───── Dataset ─────
Issue #305, opened 2017-03-24
Add memory usage benchmarks


gbrener:
Adding benchmarks for memory usage could illuminate details about datashader's runtime performance that were previously not being measured. Among other things we should benchmark memory usage for different dataset sizes, and see how memory usage changes as datasets grow.

gbrener:
# Memory usage takeaways

With memory usage measurements in place, we can start validating the dataframe size and how it corresponds to memory usage in the overall datashader benchmarks. The following statements were added to filetimes.py immediately before the first call to `timed_agg`, to display the dataframe's per-column memory usage and data types:
```
mem_usage = df.memory_usage(deep=True)
if p.dftype == 'dask':
    mem_usage = mem_usage.compute()
print('DEBUG:', mem_usage)
mem_usage_total = mem_usage.sum()
print('DEBUG: DataFrame size:\t\t\t{} MB'.format(mem_usage_total / 1e6))
for colname in df.columns:
    print('DEBUG: column "{}" dtype: {}'.format(colname, df[colname].dtype))
```

The results show that the memory usage of the persisted dask dataframe align with what we'd expect:
```
$ python filetimes.py times/census.parq dask census meterswest metersnorth race --debug --cache=persist
DEBUG: Cache "persist" mode enabled
DEBUG: Memory usage (before read):      135.733248 MB
DEBUG: read_parquet(times/census.parq, index=False, columns=['meterswest', 'metersnorth', 'race'])
DEBUG: Force-loading Dask dataframe
DEBUG: Memory usage (after read):       5997.34272 MB
DEBUG: Index                 560
metersnorth    2453400032
meterswest     2453400032
race            306677314
dtype: int64
DEBUG: DataFrame size:                  5213.477938 MB
DEBUG: column "meterswest" dtype: float64
DEBUG: column "metersnorth" dtype: float64
DEBUG: column "race" dtype: category
DEBUG: Memory usage (after agg1):       7549.800448 MB
DEBUG: Memory usage (after agg2):       8219.004928 MB
times/census.parq            dask    Aggregate1:017.39 (009.76+007.63)  Aggregate2:003.94  In:05213483268  Out:00000625044  Total:026.49
```

Let's verify these calculations:
- Number of rows of data in dataset: 306675004
- `metersnorth` and `meterswest` are each represented as 8-byte double-precision floats (`np.float64`); our expected size for each column is 8 x 306675004 = 2453400032 (correct)
[...]

PR #309, opened 2017-04-12
Add memory profiling, datashader-data S3 bucket

gbrener:
- The census.zip archive in the `bokeh_data` S3 bucket now contains a census.parq file that was written out uncompressed with a categorical dtype for the "race" column. Will shortly create a new `datashader-data` bucket and move this file into it (see TODOs below).

- filetimes.py now has some rudimentary memory profiling features which measure:
    a) the memory of the overall process (max resident set size) at various points in the program, and
    b) the memory of the dataframe after it's read into memory

- A CSV file-detection issue is fixed (it was happening when dask wrote out the CSV files)

This PR is still a work-in-progress:
- [x] Create a new S3 bucket called `datashader-data`. Move the files that only relate to datashader from `bokeh_data` to the new S3 bucket. Underscores are no longer allowed in S3 bucket names, so the underscore is now a dash
- [x] Investigate runtime performance issue for Agg2
- [x] Investigate memory issue that happens after the first `timed_agg()`
- [x] Update `datashader-data` bucket with a SNAPPY-compressed version of census.parq, provided that it ends up being faster to load than the uncompressed version

### DIFF
--- a/examples/filetimes.py
+++ b/examples/filetimes.py
@@ -49,7 +49,7 @@ p=Parameters()
 filetypes_storing_categories = {'parq','castra'}
 
 
-class Kwargs(dict):
+class Kwargs(odict):
     """Used to distinguish between dictionary argument values, and
     keyword-arguments.
     """
--- a/examples/filetimes.py
+++ b/examples/filetimes.py
@@ -261,10 +261,10 @@ def main(argv):
 
     if DEBUG:
         print('DEBUG: Memory usage (after read):\t{} bytes'.format(resource.getrusage(resource.RUSAGE_SELF).ru_maxrss, flush=True))
-        mem_usage = df.memory_usage(deep=True)
-        print('DEBUG: DataFrame size:\t\t\t{} bytes'.format(mem_usage.sum(), flush=True))
     img,aggtime1 = timed_agg(df,filepath,5,5)
     if DEBUG:
+        mem_usage = df.memory_usage(deep=True)
+        print('DEBUG: DataFrame size:\t\t\t{} bytes'.format(mem_usage.sum(), flush=True))
         print('DEBUG: Memory usage (after agg1):\t{} bytes'.format(resource.getrusage(resource.RUSAGE_SELF).ru_maxrss, flush=True))
 
     img,aggtime2 = timed_agg(df,filepath)
--- a/examples/filetimes.py
+++ b/examples/filetimes.py
@@ -206,6 +206,10 @@ def get_size(path):
     return total
 
 
+def get_proc_mem():
+    return resource.getrusage(resource.RUSAGE_SELF).ru_maxrss / 1e6
+
+
 def main(argv):
     global DEBUG, DD_FORCE_LOAD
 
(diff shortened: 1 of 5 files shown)


jbednar:
Presumably the file to download should be compressed, with whichever compression type has the best performance?  I don't think we should be distributing an uncompressed version, unless there is a major performance benefit (in which case we need to compress it using zip to reduce transfer time).

jbednar:
The memory measurement looks good, thanks!  Is it practical to put the memory usage into the same output format rather than debug statements, or would that be too overwhelming in the current table format?  I guess we could collect the results into a pandas dataframe and display that more compactly in a Jupyter notebook, but maybe that's overkill.

gbrener:
@jbednar - yes, the file is compressed and is technically called "census.zip", compressed down to 1.2GB or so. It expands as the "census.parq" directory, which inflates to something like 4.4GB. I haven't given much thought to the output format, but I think at some point it would be nice if we had some Bokeh histograms. Planning on addressing that once I get to the bottom of the perf/memory usage issues.

jbednar:
In addition to/instead of the .zip compression, the .parq file itself should be compressed if that's the fastest performance.  Last I checked, snappy compression was the fastest, much faster than uncompressed, and if that's still true that's what should be in the bucket.

gbrener:
Updated Issue #129 with cachey results (obtaining the sub-2-second agg2 time). Also using this opportunity to link with Issue #305 .

examples/filetimes.py
```diff
@@ -90,7 +90,7 @@ def benchmark(fn, args, filetype=None):
         if p.dftype == 'dask' and DD_FORCE_LOAD:
             if DEBUG:
                 print("DEBUG: Force-loading Dask dataframe", flush=True)
-            df = res.persist()
+            res = res.persist()
```
jbednar: Just using ``res.persist()`` might be clearer, to make it obvious that persist acts by side effects.

gbrener: After looking into things a bit more, I found that `persist()` does not act by side-effect only. It a makes a copy of the graph: https://github.com/dask/dask/blob/master/dask/base.py#L457-L460 , modifies the copy, and returns it.

jbednar: So it does *not* use side effects?  I thought your comments above said it did.  Anyway, if it works as you say here, the code is fine.

gbrener:
My latest commit adds a large speed improvement, with `df.persist()` boosting Agg2 to ~5 seconds for the dask/parquet combination. Using dask's cache feature still outperforms this by about 2x, and more investigation needs to be done into the dask internals to figure out why this is happening. I'm picking up the [diagnostics tools](http://dask.pydata.org/en/latest/diagnostics.html) based on @jcrist suggestion to gather more information.

gbrener:
I believe this PR is ready to be merged.

examples/filetimes.py
gbrener: I was incorrect in my comment above.

examples/filetimes.py
```diff
@@ -178,12 +175,6 @@ def timed_read(filepath,dftype):
     filetype=extension.split(".")[-1]
     code = read[extension].get(dftype,None)
 
-    if filetype=="csv":
-        if dftype=="dask":
-            filepath = filepath.replace(".csv","*.csv")
-        else:
-            filepath = glob.glob(filepath.replace(".csv","*.csv"))[0]
-
```
jbednar: Does this need to be restored to make the CSV "In:" size correct?

jbednar:
Merging so that we can move forward, but please use cachey by default until we can figure out another way to have better performance, because I want this file to show the way to get the best performance, not something middling like currently found with `persist`.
─────
→ Task to carry out: Your answer must be the complete listing, retyped exactly.

→ Solution for this problem:
Issue #305, opened 2017-03-24
Add memory usage benchmarks


gbrener:
Adding benchmarks for memory usage could illuminate details about datashader's runtime performance that were previously not being measured. Among other things we should benchmark memory usage for different dataset sizes, and see how memory usage changes as datasets grow.

gbrener:
# Memory usage takeaways

With memory usage measurements in place, we can start validating the dataframe size and how it corresponds to memory usage in the overall datashader benchmarks. The following statements were added to filetimes.py immediately before the first call to `timed_agg`, to display the dataframe's per-column memory usage and data types:
```
mem_usage = df.memory_usage(deep=True)
if p.dftype == 'dask':
    mem_usage = mem_usage.compute()
print('DEBUG:', mem_usage)
mem_usage_total = mem_usage.sum()
print('DEBUG: DataFrame size:\t\t\t{} MB'.format(mem_usage_total / 1e6))
for colname in df.columns:
    print('DEBUG: column "{}" dtype: {}'.format(colname, df[colname].dtype))
```

The results show that the memory usage of the persisted dask dataframe align with what we'd expect:
```
$ python filetimes.py times/census.parq dask census meterswest metersnorth race --debug --cache=persist
DEBUG: Cache "persist" mode enabled
DEBUG: Memory usage (before read):      135.733248 MB
DEBUG: read_parquet(times/census.parq, index=False, columns=['meterswest', 'metersnorth', 'race'])
DEBUG: Force-loading Dask dataframe
DEBUG: Memory usage (after read):       5997.34272 MB
DEBUG: Index                 560
metersnorth    2453400032
meterswest     2453400032
race            306677314
dtype: int64
DEBUG: DataFrame size:                  5213.477938 MB
DEBUG: column "meterswest" dtype: float64
DEBUG: column "metersnorth" dtype: float64
DEBUG: column "race" dtype: category
DEBUG: Memory usage (after agg1):       7549.800448 MB
DEBUG: Memory usage (after agg2):       8219.004928 MB
times/census.parq            dask    Aggregate1:017.39 (009.76+007.63)  Aggregate2:003.94  In:05213483268  Out:00000625044  Total:026.49
```

Let's verify these calculations:
- Number of rows of data in dataset: 306675004
- `metersnorth` and `meterswest` are each represented as 8-byte double-precision floats (`np.float64`); our expected size for each column is 8 x 306675004 = 2453400032 (correct)
[...]

PR #309, opened 2017-04-12
Add memory profiling, datashader-data S3 bucket

gbrener:
- The census.zip archive in the `bokeh_data` S3 bucket now contains a census.parq file that was written out uncompressed with a categorical dtype for the "race" column. Will shortly create a new `datashader-data` bucket and move this file into it (see TODOs below).

- filetimes.py now has some rudimentary memory profiling features which measure:
    a) the memory of the overall process (max resident set size) at various points in the program, and
    b) the memory of the dataframe after it's read into memory

- A CSV file-detection issue is fixed (it was happening when dask wrote out the CSV files)

This PR is still a work-in-progress:
- [x] Create a new S3 bucket called `datashader-data`. Move the files that only relate to datashader from `bokeh_data` to the new S3 bucket. Underscores are no longer allowed in S3 bucket names, so the underscore is now a dash
- [x] Investigate runtime performance issue for Agg2
- [x] Investigate memory issue that happens after the first `timed_agg()`
- [x] Update `datashader-data` bucket with a SNAPPY-compressed version of census.parq, provided that it ends up being faster to load than the uncompressed version

### DIFF
--- a/examples/filetimes.py
+++ b/examples/filetimes.py
@@ -49,7 +49,7 @@ p=Parameters()
 filetypes_storing_categories = {'parq','castra'}
 
 
-class Kwargs(dict):
+class Kwargs(odict):
     """Used to distinguish between dictionary argument values, and
     keyword-arguments.
     """
--- a/examples/filetimes.py
+++ b/examples/filetimes.py
@@ -261,10 +261,10 @@ def main(argv):
 
     if DEBUG:
         print('DEBUG: Memory usage (after read):\t{} bytes'.format(resource.getrusage(resource.RUSAGE_SELF).ru_maxrss, flush=True))
-        mem_usage = df.memory_usage(deep=True)
-        print('DEBUG: DataFrame size:\t\t\t{} bytes'.format(mem_usage.sum(), flush=True))
     img,aggtime1 = timed_agg(df,filepath,5,5)
     if DEBUG:
+        mem_usage = df.memory_usage(deep=True)
+        print('DEBUG: DataFrame size:\t\t\t{} bytes'.format(mem_usage.sum(), flush=True))
         print('DEBUG: Memory usage (after agg1):\t{} bytes'.format(resource.getrusage(resource.RUSAGE_SELF).ru_maxrss, flush=True))
 
     img,aggtime2 = timed_agg(df,filepath)
--- a/examples/filetimes.py
+++ b/examples/filetimes.py
@@ -206,6 +206,10 @@ def get_size(path):
     return total
 
 
+def get_proc_mem():
+    return resource.getrusage(resource.RUSAGE_SELF).ru_maxrss / 1e6
+
+
 def main(argv):
     global DEBUG, DD_FORCE_LOAD
 
(diff shortened: 1 of 5 files shown)


jbednar:
Presumably the file to download should be compressed, with whichever compression type has the best performance?  I don't think we should be distributing an uncompressed version, unless there is a major performance benefit (in which case we need to compress it using zip to reduce transfer time).

jbednar:
The memory measurement looks good, thanks!  Is it practical to put the memory usage into the same output format rather than debug statements, or would that be too overwhelming in the current table format?  I guess we could collect the results into a pandas dataframe and display that more compactly in a Jupyter notebook, but maybe that's overkill.

gbrener:
@jbednar - yes, the file is compressed and is technically called "census.zip", compressed down to 1.2GB or so. It expands as the "census.parq" directory, which inflates to something like 4.4GB. I haven't given much thought to the output format, but I think at some point it would be nice if we had some Bokeh histograms. Planning on addressing that once I get to the bottom of the perf/memory usage issues.

jbednar:
In addition to/instead of the .zip compression, the .parq file itself should be compressed if that's the fastest performance.  Last I checked, snappy compression was the fastest, much faster than uncompressed, and if that's still true that's what should be in the bucket.

gbrener:
Updated Issue #129 with cachey results (obtaining the sub-2-second agg2 time). Also using this opportunity to link with Issue #305 .

examples/filetimes.py
```diff
@@ -90,7 +90,7 @@ def benchmark(fn, args, filetype=None):
         if p.dftype == 'dask' and DD_FORCE_LOAD:
             if DEBUG:
                 print("DEBUG: Force-loading Dask dataframe", flush=True)
-            df = res.persist()
+            res = res.persist()
```
jbednar: Just using ``res.persist()`` might be clearer, to make it obvious that persist acts by side effects.

gbrener: After looking into things a bit more, I found that `persist()` does not act by side-effect only. It a makes a copy of the graph: https://github.com/dask/dask/blob/master/dask/base.py#L457-L460 , modifies the copy, and returns it.

jbednar: So it does *not* use side effects?  I thought your comments above said it did.  Anyway, if it works as you say here, the code is fine.

gbrener:
My latest commit adds a large speed improvement, with `df.persist()` boosting Agg2 to ~5 seconds for the dask/parquet combination. Using dask's cache feature still outperforms this by about 2x, and more investigation needs to be done into the dask internals to figure out why this is happening. I'm picking up the [diagnostics tools](http://dask.pydata.org/en/latest/diagnostics.html) based on @jcrist suggestion to gather more information.

gbrener:
I believe this PR is ready to be merged.

examples/filetimes.py
gbrener: I was incorrect in my comment above.

examples/filetimes.py
```diff
@@ -178,12 +175,6 @@ def timed_read(filepath,dftype):
     filetype=extension.split(".")[-1]
     code = read[extension].get(dftype,None)
 
-    if filetype=="csv":
-        if dftype=="dask":
-            filepath = filepath.replace(".csv","*.csv")
-        else:
-            filepath = glob.glob(filepath.replace(".csv","*.csv"))[0]
-
```
jbednar: Does this need to be restored to make the CSV "In:" size correct?

jbednar:
Merging so that we can move forward, but please use cachey by default until we can figure out another way to have better performance, because I want this file to show the way to get the best performance, not something middling like currently found with `persist`.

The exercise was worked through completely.